= Beginning of Section =

Issue #290, opened 2018-10-17
button: shows black background on focus


KaidenR:
### Expected behavior

The background should remain the same when focused.

### Actual behavior

When a flat button on a colored background is focused the background of the button changes to black because the focus ring adds the background.

### Steps to repro

1. Add a flat button to a container with a background
2. Focus the button - the button's background will go black

![image](https://user-images.githubusercontent.com/679346/47105010-0cb7b880-d200-11e8-8167-e9efc7509afc.png)
![image](https://user-images.githubusercontent.com/679346/47105021-13dec680-d200-11e8-8a81-5172cfb90a23.png)

Issue #289, opened 2018-10-17
form-related: focus ring not showing up


KaidenR:
### Expected behavior

Focus ring should always show when button is focused.

### Actual behavior

When buttons are inside a container with a background, the focus ring is rendered behind the background and so does not show up. This may be an issue with all elements that have focus rings and not just button.

### Steps to repro

1. Add a button to a container that has a background.
2. Focus the button - the focus ring does not show up

jaketrent:
Kaiden noted yesterday when talking to me about this that it's likely that ALL the form-related components are probably going to need an adjustment here.  TextInput has been fixed already ec73ec67666999412bb9cc900a8d5bda025c3ebd

jaketrent:
This even more ready to work now that the Halo component PR has been merged.   But I'm going to wait a day to pick it up until the other jest/hoisting/touch everything PRs merge so-as to avoid being hammered at merge time.  There's other stuff to do.

PR #297, opened 2018-10-19
button: update focus styles to allow transparent backgrounds

danethurber:
fixes: #290

### Design Decisions
The button had two pseudo elements that were used to display our focus state. One of the pseudo elements was the entirety of the button background and defined a theme specific background color. This caused the `flat` appearance to have a background color on focus that was unwanted (#290).

I removed the `:after` pseudo element and updated the styles for the `:before` pseudo element to use a border only. Originally, through the use of two pseudo elements, we were able to achieve a nice rounded inner border on the focus outline that matched the rounded corner of the button. This change results in a less than ideal inner border rounding because i don't have a second pseudo element to overlay over the first to give the illusion of a rounded inner border.

screen shot 2018-10-19 at 1 51 14 pm

I also introduced a new storybook decorator to center the story in the viewport. I needed this to see the fill focus state of the button and I think it looks better. I would like to separate that into a separate package and use in other components - i'll need some help to accomplish that :)

fixes: #290

selfie-0
[_GitHub Selfies_](https://github.com/thieman/github-selfies/)

### DIFF
--- a/packages/button/src/css/index.js
+++ b/packages/button/src/css/index.js
@@ -46,37 +46,13 @@ export default {
   '.psds-button:focus:before': {
     content: ' ',
     position: 'absolute',
-    top: '-1px',
-    left: '-1px',
-    right: '-1px',
-    bottom: '-1px',
-    background: core.colors.black,
-    zIndex: '-1',
-    borderRadius: '2px'
-  },
-  [`.psds-button.psds-theme--${themeNames.light}:focus:before`]: {
-    top: '-2px',
-    left: '-2px',
-    right: '-2px',
-    bottom: '-2px',
-    background: core.colors.bone
-  },
-  '.psds-button:focus:after': {
-    content: ' ',
-    position: 'absolute',
     top: '-4px',
     left: '-4px',
     right: '-4px',
     bottom: '-4px',
-    zIndex: '-2',
-    borderRadius: '4px',
-    background: core.colors.blue
-  },
-  [`.psds-button.psds-theme--${themeNames.light}:focus:after`]: {
-    top: '-5px',
-    left: '-5px',
-    right: '-5px',
-    bottom: '-5px'
+    zIndex: '-1',
+    border: `3px solid ${core.colors.blue}`,
+    borderRadius: '4px'
   },
 
   // --size
--- a/packages/button/src/css/index.js
+++ b/packages/button/src/css/index.js
@@ -50,7 +50,6 @@ export default {
     left: '-4px',
     right: '-4px',
     bottom: '-4px',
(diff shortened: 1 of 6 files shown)


packages/button/src/react/__specs__/storyshots.spec.js
```diff
@@ -1,3 +1,11 @@
+import React from 'react'
 import initStoryshots from '@storybook/addon-storyshots'
 
+jest.mock('../../../.storybook/center-decorator.js', () => {
```
danethurber: i'm mocking out the decorator to make the storyshot snapshots less noisy

packages/button/src/css/index.js
```diff
@@ -44,39 +44,15 @@ export default {
...
-    borderRadius: '4px',
-    background: core.colors.blue
-  },
-  [`.psds-button.psds-theme--${themeNames.light}:focus:after`]: {
-    top: '-5px',
-    left: '-5px',
-    right: '-5px',
-    bottom: '-5px'
+    zIndex: '-1',
+    border: `3px solid ${core.colors.blue}`,
```
jaketrent: I love the simplification of this.  I am concerned that we've diverged from the original requirements of the focus indicator.  I'm also concerned that I don't remember them 100%.  It was quite the process to get them exactly right.  Perhaps we need to review what exactly they are.  This would be good to do before I tackle #289, which is going to address focus ring visibility for the other form-related components.  I propose a 15 minute meeting to review today.  @dborodyansky would you be able to walk us through the viz specs of the focus indicator today?

packages/button/src/css/index.js
```diff
@@ -44,39 +44,15 @@ export default {
...
-    zIndex: '-2',
-    borderRadius: '4px',
-    background: core.colors.blue
-  },
-  [`.psds-button.psds-theme--${themeNames.light}:focus:after`]: {
-    top: '-5px',
-    left: '-5px',
-    right: '-5px',
-    bottom: '-5px'
+    zIndex: '-1',
```
jaketrent: Is z-index: -1 required now?  I used it in the past to hide the bg of the pseudo element *behind* the button.  But now it's just a border.  If not z-index: -1, maybe need pointer-events: none?

packages/button/src/css/index.js
danethurber: totally agree. a quick design meeting would be helpful.

i could tell there was a clear reasoning for the complexity :)

packages/button/src/css/index.js
danethurber: makes sense. i'll re-address after we go over the requirements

= End of Section =

[Exercise instructions] Each record must be returned in full and exactly.

[Result]
Issue #290, opened 2018-10-17
button: shows black background on focus


KaidenR:
### Expected behavior

The background should remain the same when focused.

### Actual behavior

When a flat button on a colored background is focused the background of the button changes to black because the focus ring adds the background.

### Steps to repro

1. Add a flat button to a container with a background
2. Focus the button - the button's background will go black

![image](https://user-images.githubusercontent.com/679346/47105010-0cb7b880-d200-11e8-8167-e9efc7509afc.png)
![image](https://user-images.githubusercontent.com/679346/47105021-13dec680-d200-11e8-8a81-5172cfb90a23.png)

Issue #289, opened 2018-10-17
form-related: focus ring not showing up


KaidenR:
### Expected behavior

Focus ring should always show when button is focused.

### Actual behavior

When buttons are inside a container with a background, the focus ring is rendered behind the background and so does not show up. This may be an issue with all elements that have focus rings and not just button.

### Steps to repro

1. Add a button to a container that has a background.
2. Focus the button - the focus ring does not show up

jaketrent:
Kaiden noted yesterday when talking to me about this that it's likely that ALL the form-related components are probably going to need an adjustment here.  TextInput has been fixed already ec73ec67666999412bb9cc900a8d5bda025c3ebd

jaketrent:
This even more ready to work now that the Halo component PR has been merged.   But I'm going to wait a day to pick it up until the other jest/hoisting/touch everything PRs merge so-as to avoid being hammered at merge time.  There's other stuff to do.

PR #297, opened 2018-10-19
button: update focus styles to allow transparent backgrounds

danethurber:
fixes: #290

### Design Decisions
The button had two pseudo elements that were used to display our focus state. One of the pseudo elements was the entirety of the button background and defined a theme specific background color. This caused the `flat` appearance to have a background color on focus that was unwanted (#290).

I removed the `:after` pseudo element and updated the styles for the `:before` pseudo element to use a border only. Originally, through the use of two pseudo elements, we were able to achieve a nice rounded inner border on the focus outline that matched the rounded corner of the button. This change results in a less than ideal inner border rounding because i don't have a second pseudo element to overlay over the first to give the illusion of a rounded inner border.

screen shot 2018-10-19 at 1 51 14 pm

I also introduced a new storybook decorator to center the story in the viewport. I needed this to see the fill focus state of the button and I think it looks better. I would like to separate that into a separate package and use in other components - i'll need some help to accomplish that :)

fixes: #290

selfie-0
[_GitHub Selfies_](https://github.com/thieman/github-selfies/)

### DIFF
--- a/packages/button/src/css/index.js
+++ b/packages/button/src/css/index.js
@@ -46,37 +46,13 @@ export default {
   '.psds-button:focus:before': {
     content: ' ',
     position: 'absolute',
-    top: '-1px',
-    left: '-1px',
-    right: '-1px',
-    bottom: '-1px',
-    background: core.colors.black,
-    zIndex: '-1',
-    borderRadius: '2px'
-  },
-  [`.psds-button.psds-theme--${themeNames.light}:focus:before`]: {
-    top: '-2px',
-    left: '-2px',
-    right: '-2px',
-    bottom: '-2px',
-    background: core.colors.bone
-  },
-  '.psds-button:focus:after': {
-    content: ' ',
-    position: 'absolute',
     top: '-4px',
     left: '-4px',
     right: '-4px',
     bottom: '-4px',
-    zIndex: '-2',
-    borderRadius: '4px',
-    background: core.colors.blue
-  },
-  [`.psds-button.psds-theme--${themeNames.light}:focus:after`]: {
-    top: '-5px',
-    left: '-5px',
-    right: '-5px',
-    bottom: '-5px'
+    zIndex: '-1',
+    border: `3px solid ${core.colors.blue}`,
+    borderRadius: '4px'
   },
 
   // --size
--- a/packages/button/src/css/index.js
+++ b/packages/button/src/css/index.js
@@ -50,7 +50,6 @@ export default {
     left: '-4px',
     right: '-4px',
     bottom: '-4px',
(diff shortened: 1 of 6 files shown)


packages/button/src/react/__specs__/storyshots.spec.js
```diff
@@ -1,3 +1,11 @@
+import React from 'react'
 import initStoryshots from '@storybook/addon-storyshots'
 
+jest.mock('../../../.storybook/center-decorator.js', () => {
```
danethurber: i'm mocking out the decorator to make the storyshot snapshots less noisy

packages/button/src/css/index.js
```diff
@@ -44,39 +44,15 @@ export default {
...
-    borderRadius: '4px',
-    background: core.colors.blue
-  },
-  [`.psds-button.psds-theme--${themeNames.light}:focus:after`]: {
-    top: '-5px',
-    left: '-5px',
-    right: '-5px',
-    bottom: '-5px'
+    zIndex: '-1',
+    border: `3px solid ${core.colors.blue}`,
```
jaketrent: I love the simplification of this.  I am concerned that we've diverged from the original requirements of the focus indicator.  I'm also concerned that I don't remember them 100%.  It was quite the process to get them exactly right.  Perhaps we need to review what exactly they are.  This would be good to do before I tackle #289, which is going to address focus ring visibility for the other form-related components.  I propose a 15 minute meeting to review today.  @dborodyansky would you be able to walk us through the viz specs of the focus indicator today?

packages/button/src/css/index.js
```diff
@@ -44,39 +44,15 @@ export default {
...
-    zIndex: '-2',
-    borderRadius: '4px',
-    background: core.colors.blue
-  },
-  [`.psds-button.psds-theme--${themeNames.light}:focus:after`]: {
-    top: '-5px',
-    left: '-5px',
-    right: '-5px',
-    bottom: '-5px'
+    zIndex: '-1',
```
jaketrent: Is z-index: -1 required now?  I used it in the past to hide the bg of the pseudo element *behind* the button.  But now it's just a border.  If not z-index: -1, maybe need pointer-events: none?

packages/button/src/css/index.js
danethurber: totally agree. a quick design meeting would be helpful.

i could tell there was a clear reasoning for the complexity :)

packages/button/src/css/index.js
danethurber: makes sense. i'll re-address after we go over the requirements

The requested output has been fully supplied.